(Collected data entries)

PR #462, opened 2023-11-04
nvidia: GHSA-m425-mq94-257g

hectorj2f:
related to https://github.com/wolfi-dev/os/pull/7970/files

### DIFF
--- a/nvidia-device-plugin.advisories.yaml
+++ b/nvidia-device-plugin.advisories.yaml
@@ -1,4 +1,4 @@
-schema-version: "2"
+schema-version: 2.0.1
 
 package:
   name: nvidia-device-plugin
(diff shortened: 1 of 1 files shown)


nvidia-device-plugin.advisories.yaml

- _Assignment_: Lines containing the string "version" are the ones to copy from the entries above.

- _Exercise response_:
-schema-version: "2"
+schema-version: 2.0.1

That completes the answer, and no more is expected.